Tiba di Jakararta, Stanley  langsung menuju apartemen Billy, niatny hanya ingin istirahat, menghadapi banyak kemarahan dan masalah membuatnya tidak bisa tidur berhari-hari, baru juga  ia ingin masuk lif seorang petuga keamanan gedung mendekat.


“Selamat siang Pak.”


“Ya siang Pak ada apa?”


“Wanita itu sudah beberapa hari ini selalu datang ke sini memaksa ingin bertemu bapak.”


“Siapa?” melirik seseorang yang duduk di sofa yang terhalang   tanaman dalam vot.


Tiba-tiba wanita itu berdiri dan menghampiri  mereka bertiga.


“Bos bukan itu Shopia,” ujar Bill.


“Mungkin dia sudah mendengar semuanya dan dia akan membalas,” ujar Stanley mengusap dagunya dengan tenang.


“Hai sayang …,” sapa wanita seksi itu lansung mengalungkan tangannya di leher Stanley.

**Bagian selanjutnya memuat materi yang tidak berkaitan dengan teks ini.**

PR #6095, opened 2026-06-05
Add a note about large datasets to the ui.plotly docs

### LINKED ISSUE #3340: Updating Ploty plot with large dataset causes the UI to hang

falkoschindler:
### Motivation

Issue #3340 reports that updating a `ui.plotly` chart with a large dataset can freeze the UI.
After investigation it turned out the difference between a hanging and a smooth UI comes down to the data type handed to Plotly:

- A **Python list** is kept by Plotly as a plain JSON array of numbers, which the browser has to parse number-by-number — freezing the UI for large datasets.
- A **NumPy array** (or pandas Series) is encoded by Plotly as a compact base64 typed-array (`bdata`), which the browser renders far more efficiently.

This is entirely Plotly behavior (not NiceGUI's transport), so the practical takeaway is worth documenting.

### Implementation

Added a "Large datasets" demo to the `ui.plotly` documentation explaining the recommendation
(pass NumPy arrays / pandas Series, avoid `.tolist()`) with a runnable 100k-point `go.Scattergl` example.

### Progress

### DIFF
--- a/website/documentation/content/plotly_documentation.py
+++ b/website/documentation/content/plotly_documentation.py
@@ -103,8 +103,9 @@ def plot_events():
     When plotting a large number of data points, pass NumPy arrays (or pandas Series) to Plotly rather than Python lists,
     and avoid converting them back with `.tolist()`.
     For NumPy arrays, Plotly uses a compact binary encoding (base64-encoded typed arrays)
-    that the browser can render much more efficiently than parsing millions of numbers from a plain JSON array,
-    which can otherwise freeze the UI.
+    that makes the payload roughly half the size — far less data to transfer, parse and keep in memory —
+    which is what avoids freezing the UI on large updates.
+    This requires Plotly 6.0 or newer, where the binary encoding is the default.
 ''')
 def large_datasets():
     import numpy as np
--- a/website/documentation/content/plotly_documentation.py
+++ b/website/documentation/content/plotly_documentation.py
@@ -99,4 +99,22 @@ def plot_events():
     plot.on('plotly_click', ui.notify)
 
 
+@doc.demo('Large datasets', '''
+    When plotting a large number of data points, pass NumPy arrays (or pandas Series) to Plotly rather than Python lists,
+    and avoid converting them back with `.tolist()`.
+    For NumPy arrays, Plotly uses a compact binary encoding (base64-encoded typed arrays)
+    that the browser can render much more efficiently than parsing millions of numbers from a plain JSON array,
+    which can otherwise freeze the UI.
+''')
+def large_datasets():
+    import numpy as np
+    import plotly.graph_objects as go
+
+    x = np.linspace(0, 10, 100_000)
+    y = np.sin(x) + np.random.normal(0, 0.1, x.size)
+    fig = go.Figure(go.Scattergl(x=x, y=y, mode='markers', marker=dict(size=2)))
+    fig.update_layout(margin=dict(l=0, r=0, t=0, b=0))
+    ui.plotly(fig).classes('w-full h-40')
+
+
 doc.reference(ui.plotly)


evnchn:
*Posted by @evnchn; investigation & comment authored autonomously by Claude Code (Opus 4.8) on Evan's behalf.*

## TL;DR — not too good to be true on the facts, but the *reason* and the *demo* both need a tweak

I empirically reproduced the whole chain end-to-end (Plotly 6.8, NiceGUI 3.12, real Chromium via Playwright). **The core claim is correct:** NumPy/pandas → compact base64 `bdata`, Python `list` → plain JSON number array, and NiceGUI's transport faithfully carries the `bdata` to the browser. So the recommendation ("pass NumPy/pandas, avoid `.tolist()`") is **sound and worth documenting.** ✅

Two things I'd push back on, both backed by measurements below:

1. **The stated mechanism is off.** The win is *not* that "plotly.js renders a typed array far more efficiently." Once the data is in the browser, **render time is identical for typed vs. plain arrays** at every scale I tested. The real, measurable advantage is the **~1.77× smaller wire payload** (less to transfer, less to `JSON.parse`, less browser memory) — which is exactly what relieves the message‑size/memory pressure that froze #3340.
2. **The demo doesn't actually demonstrate the problem.** At 100k points with `Scattergl` (WebGL), a plain `list` renders just as smoothly as NumPy (~30 ms, no freeze). The smoothness a reader sees is **WebGL**, not `bdata`. So the demo documents the advice without letting anyone observe the difference.

<details>
<summary><b>Evidence — wire payload, render timings, methodology</b></summary>

### 1. Encoding & transport (claim confirmed ✅)
`fig.to_plotly_json()` (which is exactly what `nicegui/elements/plotly/plotly.py::_get_figure_json` calls, then orjson-serializes) yields, for the trace `x`:

| input | trace `x` on the wire | `bdata` present? |
|---|---|---|
| `np.ndarray` | `{'dtype':'f8','bdata':'<base64>'}` | **yes** |
| `pd.Series` | `{'dtype':'f8','bdata':'<base64>'}` | **yes** |
| `list` (`.tolist()`) | `[0.0, 0.0001, ...]` | no |

Confirmed live in the browser too: on the NumPy page `gd.data[0].x` arrives as the encoded object; on the list page it's a plain `Array(100000)`. Both render a WebGL canvas. So **NiceGUI's transport preserves `bdata`** — the PR's "this is entirely Plotly behavior, not NiceGUI's transport" holds.

### 2. Wire payload size — this is the real lever (NiceGUI's `to_plotly_json` + orjson path)
```
N=   10,000  numpy=  220,108 B  list=  384,625 B  → list is 1.75× larger
N=  100,000  numpy=2,140,108 B  list=3,781,812 B  → list is 1.77× larger
N=1,000,000  numpy= 21.3 MB     list= 37.8 MB     → list is 1.77× larger
```

### 3. Render time — typed vs. plain is a wash (`Plotly.newPlot`, min of 3, real Chromium)
```
scattergl  100k :  typed 34.8 ms   plain 31.4 ms
scattergl  1M   :  typed  246 ms   plain  227 ms
scatter(SVG) 200k: typed 1091 ms   plain 1143 ms
```
Plain arrays are, if anything, marginally *faster*. Render cost tracks **N and trace type** (SVG `scatter` is ~5× slower than `scattergl`), not the encoding. And raw `JSON.parse` of 100k numbers is only ~1.9 ms — fast and native — so "the browser has to parse number‑by‑number, freezing the UI" overstates the parse cost at these sizes. The freeze in #3340 (2.4M points, *list*, updating, regular `scatter`) is a **payload/memory** pathology that the 1.77× smaller `bdata` payload fixes — not a typed-array *render* speedup.

### 4. Minor: version dependence
`bdata` is the **default only since plotly.py 6.0** (2025‑01‑28, [plotly/plotly.py#4470](https://github.com/plotly/plotly.py/pull/4470)). On older Plotly the advice may quietly do nothing. Probably worth a one‑line note, since NiceGUI doesn't pin a recent Plotly.

</details>

### Suggestions (optional — your call, @falkoschindler)
- **Fix the mechanism wording** so it points at payload size, e.g. *"Plotly encodes NumPy/pandas as a compact base64 typed array (`bdata`), making the payload ~1.8× smaller — far less to transfer, parse and hold in memory — which is what avoids the freeze on large updates."* (Drop the "renders far more efficiently" framing — measured identical.)
- **Make the demo reproduce the contrast** so it's not a no-op: a larger `N` and/or regular `go.Scatter`, ideally behind an **"Update" button** (the actual #3340 scenario is *updating* an existing chart, where the list path stalls and the NumPy path stays live). As written, 100k + `Scattergl` is smooth either way.
- Optionally add the "needs modern Plotly (≥6.0 for default `bdata`)" note.

Happy to push a revised demo if useful. Full repro scripts (encoding/transport/wire-size + the in-browser timing harness) available on request.

evnchn:
@falkoschindler So the Super-TLDR appears to be: just need phrasing difference. 

**Please do not modify the demo so that the slowdown magnitude becomes noticable on your mac, because that would be lethal dose to the celerons and chromebooks alike. We just need to show the spirit is OK!**

falkoschindler:
Thanks for the thorough repro, @evnchn — the payload-size correction is spot on. I've reworded the note in 97f392091:

- Dropped the "renders far more efficiently" framing; it now attributes the win to the ~half-size payload (less to transfer, parse and keep in memory), which is what relieves the freeze.
- Added the "requires Plotly ≥ 6.0 (where the binary encoding is the default)" caveat.

I kept the demo lightweight (100k + `Scattergl`) as you asked — no point handing Chromebooks a lethal dose just to make the contrast visible. 🙂

evnchn (approved):
Then we should be good to go!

Mereka bertiga saling menatap, tadinya Stanley berpikir kalau Shopia akan memarahinya.


‘Apa dia belum tahu apa yang terjadi pada ayahnya di kampung?’


“Shopia apa yang kamu lakukan di sini?”


“Menunggu kamu Bab, kamu dari mana saja.”


Stanley memberi kode pada kedua anak buahnya untuk meninggalkan mereka berdua.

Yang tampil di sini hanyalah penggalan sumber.